Personal information
- Born: 10 May 1944 Karachi, British India
- Died: 12 March 2002 (aged 57) Karachi, Pakistan
- Batting: Left-handed
- Relations: Abdul Aziz (brother)

International information
- National side: Pakistan;
- Test debut (cap 41): 24 October 1964 v Australia
- Last Test: 29 January 1965 v New Zealand

Career statistics
| Competition | Test | First-class |
| Matches | 4 | 36 |
| Runs scored | 272 | 1,523 |
| Batting average | 34.00 | 28.73 |
| 100s/50s | 0/2 | 1/9 |
| Top score | 95 | 114* |
| Catches/stumpings | 0/1 | 46/13 |
- Source: ESPNcricinfo, 15 August 2022

= Abdul Kadir (cricketer) =

Abdul Kadir Jamali (عبدالقادر; 10 May 1944 – 12 March 2002, Karachi) was a Pakistani cricketer who played in four Tests from 1964 to 1965. A wicket-keeper, Abdul Kadir was run out for 95 on his Test debut, against Australia at Karachi. He had opened the batting with Khalid Ibadulla with whom he made an opening partnership of 249, the only 200+ stand by two debutants for any wicket in the history of test cricket. He was also the first Sindhi speaking cricketer in the Pakistan national team. He was the first Pakistani cricketer to be dismissed in the 90s on Test debut. His only other Test half century was an innings of 58 at Auckland.
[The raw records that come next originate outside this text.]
PR #20778, opened 2024-12-23
chore: Remove unused declarations in flow-server and flow-data

mshabarov:
Related-to https://github.com/vaadin/flow/issues/16668


flow-server/src/main/java/com/vaadin/flow/server/startup/ServletDeployer.java
```diff
@@ -180,8 +180,6 @@ private void logServletCreation(VaadinServletCreation servletCreation,
             logger.warn(servletCreationMessage);
         } else {
             logger.info(servletCreationMessage);
-            ServletRegistration vaadinServlet = findVaadinServlet(
-                    servletContext);
```
mcollovati, line 184: If this call gets removed, we can also remove the `servletContext` method parameter.

mcollovati (changes requested):

mcollovati (approved):

PR #20818, opened 2025-01-09
fix: remove broken node archive

caalador:
If archive extraction throws
remove arcive to next time re-download.

### DIFF
--- a/flow-server/src/main/java/com/vaadin/flow/server/frontend/installer/NodeInstaller.java
+++ b/flow-server/src/main/java/com/vaadin/flow/server/frontend/installer/NodeInstaller.java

Abdul Kadir got his early education from Sindh Madrasatul Islam. He was the son of a famous religious scholar Mufti Azam of Pakistan Moulana Sahibdad Khan Jamali. Two of his brothers also played first-class cricket, Abdul Aziz and Abdul Rasheed. Later, Abdul Kadir served as vice president in National Bank of Pakistan. He died on 12 March 2002.

==Records==
- Abdul Kadir (95) on debut went on to be part of unbroken record (as of March 2013). The partnership of 249 between Ibadulla and Abdul Kadir (95) for Pakistan against Australia in Karachi in 1964–65 is the highest in Test cricket for any wicket to involve two test debutants.